山陰縣有三萬多戶,總人口有十幾萬, 是很富裕的大縣,地多, 糧食也多。富, 所以特別瞧不起隔壁的陳郡。

大盛朝的主要產出就是種糧食, 為了方便耕種,大部分人都生活在鄉裏間,就連豪族也多是以鄉聚族而居。縣城裏的居住的主要以官吏、商人、縣兵的家眷為主,還有一些好享受的豪族,在城中置了宅子,養些舞姬美妾,呼朋引伴尋歡作樂。

整個山陰縣城,攏共只有幾條街,各式各樣的人加起來,不到一萬人,街上的宅子一目了然。

十幾萬大軍全部湧進城,把街道擠得滿滿當當的,各個大戶更是被圍得嚴嚴實實。不要說翻墻攻門進去,一人從墻上掰塊土,都能把墻拆了。

將軍有令,投降的不殺,要留著開荒修路。誰要是殺降,誰去開地修路挖水渠!

雖然沒有在戰場上割到敵人的腦袋,不能分地,但戰俘、繳獲都算戰功。

豪族中有帶著家兵反抗的,等於送地了,當場叫兵卒子們一擁而上,砍下了腦袋。

賴瑾作為一個未成年主帥,不願去幹沖鋒陷陣冒生命危險的事,安安穩穩地坐著馬車裏翻著淮郡地圖,研究後繼作戰和安頓民生的事,跟在大軍後面慢悠悠地進了城。

他進到縣衙,只見到處都灰撲撲的,墻是土木混合結構刷了層白灰,柱子刷上紅漆,這是唯一能顯闊的地方,頓時嫌棄。
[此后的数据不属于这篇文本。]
Issue #240, opened 2025-12-14
Implement custom serialization for `UnifiedInstance`


TalDerei:
Currently, `UnifiedInstance` uses derived serialization, encoding fields in _struct_ definition order (that itself follows the protocol ordering). However, the optimal serialization order _may_ need to differ to support different performance optimization vectors. This would be the first non-derived `Write` / `Read` impl in the codebase.

Synergetic with https://github.com/tachyon-zcash/ragu/issues/191

Issue #191, opened 2025-12-06
Cached / expanded proof structures and serialization API


TalDerei:
Currently, the proof structure stores all fields directly in the proof object without distinguishing between verifier-derivable vs prover-provided fields:
1. Fields that **must** be provided by the prover (lying would cause verification to fail), 
2. Fields that **must** be derived by the verifier (accepting prover-supplied values would introduce manipulation vectors),
3. Fields that are **cached** purely for efficiency

Importantly, we should document where each field comes from. 

We should distinguish between **compressed** and **expanded** proof representations: the compressed form contains only the _minimal_ necessary data required by the verifier (essential polynomials, non-derivable commitments, etc.), and the expanded form serves as the internal working representation and includes all the verifier-derivable fields (derived ones like all pre-computed nested commitments, all challenges, etc.) for efficient caching. 

The motivation here is that many fields in the incremental proof structure we’re assembling can actually be derived from other fields by the verifier:
- Nested commitments derived from polynomials,
- Challenges can be derived from hashes of nested commitments,
- Several other challenges and commitments are verifier-derivable

This has the benefit for clear API boundaries that's explicit about what's required versus derived, smaller proof sizes because compressed proofs omit derivable fields, and prover efficiency. 

**(This is premature until the accumulation impl stabilizes, but filing for visibility)** 

-----------

- [ ] Audit all proof fields,
- [ ] Design `CompressedProof` struct (minimal verifier input)
- [ ] Design `ExpandedProof` struct (prover's internal working representation)
- [ ] Implement `expand(): CompressedProof -> ExpandedProof`
- [ ] Implement `compress(): ExpandedProof -> CompressedProof`
- [ ] Update verifier API to accept compressed proofs

PR #493, opened 2026-02-19
chore(circuits): Implement custom write impl for `UnifiedOutput`

TalDerei:
Motivated by https://github.com/tachyon-zcash/ragu/issues/191 and closes https://github.com/tachyon-zcash/ragu/issues/240. 

Implements the first custom `Write` serialization impl for `UnifiedOutput` to selectively omit fields (replacing the existing derived impl where serialization always writes every struct field in order). From the 21 internal fields that map to 29 wires, 11 were challenges (deterministic Poseidon squeezes from absorbed nested commitments), and can be removed as public inputs because the verifier can rederive these challenges by replaying the FS transcript. Consequently, this cuts it down to 18 wires: lower `k(Y)` degree and slightly fewer constraints across internal recursion circuits.

### DIFF
--- a/crates/ragu_pcd/src/circuits/native/unified.rs
+++ b/crates/ragu_pcd/src/circuits/native/unified.rs
@@ -26,7 +26,10 @@ use ragu_core::{
     gadgets::{Bound, Consistent, Gadget, Kind},
     maybe::Maybe,
 };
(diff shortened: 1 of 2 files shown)


TalDerei:
dishonest prover tests would have caught this soundness bug, filed https://github.com/tachyon-zcash/ragu/issues/494.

整個縣衙看起來跟農村土財主的屋子差不多,只比山匪的匪寨氣派一點點。

縣令、縣尉、縣監、主簿等縣裏的官吏及家眷一網成擒,全都押來,人多到院子都快擠不下。

縣令見到賴瑾,格外激憤,叫道:“你……你竟然造反。”

賴瑾重重地“哈”了聲,說:“明明是博英郡侯是東陵齊國的奸細,趁著我們成國公府的兵馬抵禦外敵時,背後捅刀子,我這是既是為自保,也是為護國,哪來的造反。”他想到對方都快死了,也懶得多費唇舌,說:“你也別生氣,反正都要死了,對吧。”

縣令倒抽冷氣,難以置信地看著賴瑾:“你……你要拿我人頭?”眾來都是鐵打的豪族,流水的皇帝。賴瑾造反就造反,竟然要殺他們,不怕天下豪族群起而攻之嗎?

賴瑾懶得再跟他廢話,直接下令:“拿下的所有官員、豪族,全誅!其家兵、奴仆充作戰俘,送去邊郡開荒修路。農戶、工匠,要留著種地造東西,不許傷他們一人。”

他要收地,留著這些大地主隨時準備搞事造反,後患無窮,不如一波清理幹凈了事。

況且,本來他是朝著打草原去打外敵的,逼得他調頭回來在大盛朝疆域動刀兵打內戰,不來個血洗,真當他好欺負。

他志在草原,不願摻合大盛朝即將到來的一鍋粥大亂戰,不一次性把他們打服、打怕,往後他在草原上奔騰的時候,這些人時不時地來騷擾一波他的後方,煩不煩勝。

副侍衛長阿喜,當即帶著人把院子裏的人押到縣衙外,把他們全部砍了頭,殺得人頭滾滾,血把縣衙門前的地都染紅了。

侍衛長阿福親自帶著人出去傳達命令,不一會兒,又殺得在縣裏安家的、置宅的豪族血濺滿地。

下午的時候,各豪族囤積的貨物、家裏的財物俱都搜尋出來,一車車、一箱箱地拉到賴瑾的那裏,縣裏的糧倉也找到了。

不要說去年的陳糧,前年的都有,留在庫裏黴爛了很多,老鼠養得比賴瑾的兵還壯。

賴瑾想到沿途看到的那些穿著粗布麻衣餓到瘦骨嶙峋的百姓,對砍掉這些豪族的腦袋沒有半點壓力。

他家也是豪族,一等一的大豪族,都沒刮得像這些人這樣。